Task description :: Your output should be the lines from the start of the data through the line containing "It seems I still", exactly and nothing more.

━━━ Data records ━━━

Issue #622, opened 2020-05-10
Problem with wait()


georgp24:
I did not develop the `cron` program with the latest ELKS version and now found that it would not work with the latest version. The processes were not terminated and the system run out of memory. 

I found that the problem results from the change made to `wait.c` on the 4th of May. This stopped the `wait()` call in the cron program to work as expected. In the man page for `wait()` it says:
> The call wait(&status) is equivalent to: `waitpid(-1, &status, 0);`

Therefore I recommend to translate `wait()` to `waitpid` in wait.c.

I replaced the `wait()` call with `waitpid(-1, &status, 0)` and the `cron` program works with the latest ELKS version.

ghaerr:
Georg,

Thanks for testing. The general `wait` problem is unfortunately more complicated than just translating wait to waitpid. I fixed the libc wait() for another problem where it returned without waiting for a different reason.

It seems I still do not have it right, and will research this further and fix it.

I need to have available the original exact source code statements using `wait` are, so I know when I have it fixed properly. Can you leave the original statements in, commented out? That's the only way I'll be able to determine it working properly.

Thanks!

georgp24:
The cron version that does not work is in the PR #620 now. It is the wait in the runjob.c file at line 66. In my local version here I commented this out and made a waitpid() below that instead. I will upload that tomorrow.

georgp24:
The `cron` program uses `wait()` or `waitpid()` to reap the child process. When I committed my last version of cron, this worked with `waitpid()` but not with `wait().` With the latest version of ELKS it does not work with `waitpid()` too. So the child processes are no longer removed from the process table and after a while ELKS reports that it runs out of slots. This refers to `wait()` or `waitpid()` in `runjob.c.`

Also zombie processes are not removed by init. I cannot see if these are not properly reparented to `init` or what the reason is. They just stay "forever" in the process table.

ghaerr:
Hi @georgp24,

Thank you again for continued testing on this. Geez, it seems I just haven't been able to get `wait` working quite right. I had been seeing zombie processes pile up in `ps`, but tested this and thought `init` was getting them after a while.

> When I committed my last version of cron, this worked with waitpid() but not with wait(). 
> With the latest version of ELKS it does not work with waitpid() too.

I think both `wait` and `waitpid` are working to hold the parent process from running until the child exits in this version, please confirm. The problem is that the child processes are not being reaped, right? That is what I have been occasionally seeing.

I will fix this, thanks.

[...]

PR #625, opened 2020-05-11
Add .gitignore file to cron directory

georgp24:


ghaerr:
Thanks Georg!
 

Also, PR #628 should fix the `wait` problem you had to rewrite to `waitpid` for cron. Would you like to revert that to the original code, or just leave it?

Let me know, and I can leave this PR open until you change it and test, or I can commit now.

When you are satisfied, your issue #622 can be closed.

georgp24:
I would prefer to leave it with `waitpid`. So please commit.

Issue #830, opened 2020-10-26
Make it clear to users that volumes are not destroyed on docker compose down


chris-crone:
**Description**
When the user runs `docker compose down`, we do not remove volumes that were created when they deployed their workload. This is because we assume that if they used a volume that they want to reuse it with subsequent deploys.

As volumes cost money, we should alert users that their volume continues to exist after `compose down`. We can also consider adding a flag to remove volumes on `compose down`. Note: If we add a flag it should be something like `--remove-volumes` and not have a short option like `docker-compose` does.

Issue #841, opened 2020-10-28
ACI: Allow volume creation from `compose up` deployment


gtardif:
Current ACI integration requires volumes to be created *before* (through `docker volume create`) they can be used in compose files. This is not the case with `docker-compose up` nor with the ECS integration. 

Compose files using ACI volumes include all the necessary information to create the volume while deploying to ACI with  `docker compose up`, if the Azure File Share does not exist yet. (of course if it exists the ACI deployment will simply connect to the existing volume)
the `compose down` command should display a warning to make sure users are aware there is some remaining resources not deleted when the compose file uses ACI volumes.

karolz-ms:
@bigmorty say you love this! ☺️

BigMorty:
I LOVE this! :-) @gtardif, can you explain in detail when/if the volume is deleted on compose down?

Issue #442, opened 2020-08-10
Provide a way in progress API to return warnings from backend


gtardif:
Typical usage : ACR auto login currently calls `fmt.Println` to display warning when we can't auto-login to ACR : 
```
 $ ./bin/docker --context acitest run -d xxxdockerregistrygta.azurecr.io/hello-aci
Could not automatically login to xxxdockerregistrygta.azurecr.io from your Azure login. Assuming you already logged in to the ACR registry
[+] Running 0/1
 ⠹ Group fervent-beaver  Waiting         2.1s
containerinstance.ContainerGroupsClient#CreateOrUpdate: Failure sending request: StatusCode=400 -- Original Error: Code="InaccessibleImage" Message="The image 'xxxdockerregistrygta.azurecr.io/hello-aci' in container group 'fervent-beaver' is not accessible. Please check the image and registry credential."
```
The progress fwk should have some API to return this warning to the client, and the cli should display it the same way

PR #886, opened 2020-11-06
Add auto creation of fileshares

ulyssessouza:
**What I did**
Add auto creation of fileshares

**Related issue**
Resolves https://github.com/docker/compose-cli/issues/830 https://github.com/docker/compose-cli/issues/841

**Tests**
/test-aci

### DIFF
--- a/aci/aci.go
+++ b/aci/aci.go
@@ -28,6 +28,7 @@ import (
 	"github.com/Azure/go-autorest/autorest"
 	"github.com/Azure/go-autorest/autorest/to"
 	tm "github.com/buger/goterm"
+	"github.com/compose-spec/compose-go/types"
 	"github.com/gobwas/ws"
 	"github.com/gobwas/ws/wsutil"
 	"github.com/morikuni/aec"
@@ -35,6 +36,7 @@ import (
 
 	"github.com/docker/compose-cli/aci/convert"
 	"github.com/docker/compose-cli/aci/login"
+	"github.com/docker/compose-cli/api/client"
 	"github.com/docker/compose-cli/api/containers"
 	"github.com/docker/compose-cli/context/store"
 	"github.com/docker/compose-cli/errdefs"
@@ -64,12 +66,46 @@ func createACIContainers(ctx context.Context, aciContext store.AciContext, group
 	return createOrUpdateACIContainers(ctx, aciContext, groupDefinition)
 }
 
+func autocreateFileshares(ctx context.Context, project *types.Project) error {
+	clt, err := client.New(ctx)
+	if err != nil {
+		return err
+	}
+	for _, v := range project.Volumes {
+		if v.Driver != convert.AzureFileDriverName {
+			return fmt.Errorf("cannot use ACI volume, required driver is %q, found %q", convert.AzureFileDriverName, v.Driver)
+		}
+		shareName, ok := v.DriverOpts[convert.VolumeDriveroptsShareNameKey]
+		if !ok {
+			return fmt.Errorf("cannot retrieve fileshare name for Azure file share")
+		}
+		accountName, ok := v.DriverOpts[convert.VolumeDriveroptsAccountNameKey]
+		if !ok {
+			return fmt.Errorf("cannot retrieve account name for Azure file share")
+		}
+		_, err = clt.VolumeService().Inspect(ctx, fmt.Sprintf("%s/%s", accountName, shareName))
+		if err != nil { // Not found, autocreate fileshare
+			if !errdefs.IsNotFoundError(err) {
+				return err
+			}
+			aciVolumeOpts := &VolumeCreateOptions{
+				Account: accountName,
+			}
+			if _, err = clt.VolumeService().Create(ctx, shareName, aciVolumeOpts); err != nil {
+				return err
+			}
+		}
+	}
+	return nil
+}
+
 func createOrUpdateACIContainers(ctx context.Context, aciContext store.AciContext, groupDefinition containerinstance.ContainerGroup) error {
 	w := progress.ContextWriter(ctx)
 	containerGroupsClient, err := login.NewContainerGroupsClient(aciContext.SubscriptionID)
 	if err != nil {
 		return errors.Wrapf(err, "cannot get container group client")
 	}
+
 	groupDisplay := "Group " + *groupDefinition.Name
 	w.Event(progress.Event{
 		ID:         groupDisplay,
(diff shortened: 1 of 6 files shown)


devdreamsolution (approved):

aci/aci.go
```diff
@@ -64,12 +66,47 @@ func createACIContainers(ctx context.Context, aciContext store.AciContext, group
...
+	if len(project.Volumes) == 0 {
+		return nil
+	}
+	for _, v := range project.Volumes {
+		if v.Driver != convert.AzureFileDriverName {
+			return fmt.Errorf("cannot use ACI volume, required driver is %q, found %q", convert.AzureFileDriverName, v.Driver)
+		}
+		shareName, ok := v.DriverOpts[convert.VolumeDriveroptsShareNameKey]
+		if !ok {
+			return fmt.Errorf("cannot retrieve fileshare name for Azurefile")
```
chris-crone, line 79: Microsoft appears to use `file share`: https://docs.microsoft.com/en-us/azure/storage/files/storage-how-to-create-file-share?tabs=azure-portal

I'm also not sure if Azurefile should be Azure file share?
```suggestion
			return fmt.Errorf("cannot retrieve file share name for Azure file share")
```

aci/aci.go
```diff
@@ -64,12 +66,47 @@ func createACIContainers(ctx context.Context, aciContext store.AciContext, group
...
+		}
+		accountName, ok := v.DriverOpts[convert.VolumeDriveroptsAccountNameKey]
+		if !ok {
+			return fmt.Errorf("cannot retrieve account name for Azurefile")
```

━━━

Written answer ::
Issue #622, opened 2020-05-10
Problem with wait()


georgp24:
I did not develop the `cron` program with the latest ELKS version and now found that it would not work with the latest version. The processes were not terminated and the system run out of memory. 

I found that the problem results from the change made to `wait.c` on the 4th of May. This stopped the `wait()` call in the cron program to work as expected. In the man page for `wait()` it says:
> The call wait(&status) is equivalent to: `waitpid(-1, &status, 0);`

Therefore I recommend to translate `wait()` to `waitpid` in wait.c.

I replaced the `wait()` call with `waitpid(-1, &status, 0)` and the `cron` program works with the latest ELKS version.

ghaerr:
Georg,

Thanks for testing. The general `wait` problem is unfortunately more complicated than just translating wait to waitpid. I fixed the libc wait() for another problem where it returned without waiting for a different reason.

It seems I still do not have it right, and will research this further and fix it.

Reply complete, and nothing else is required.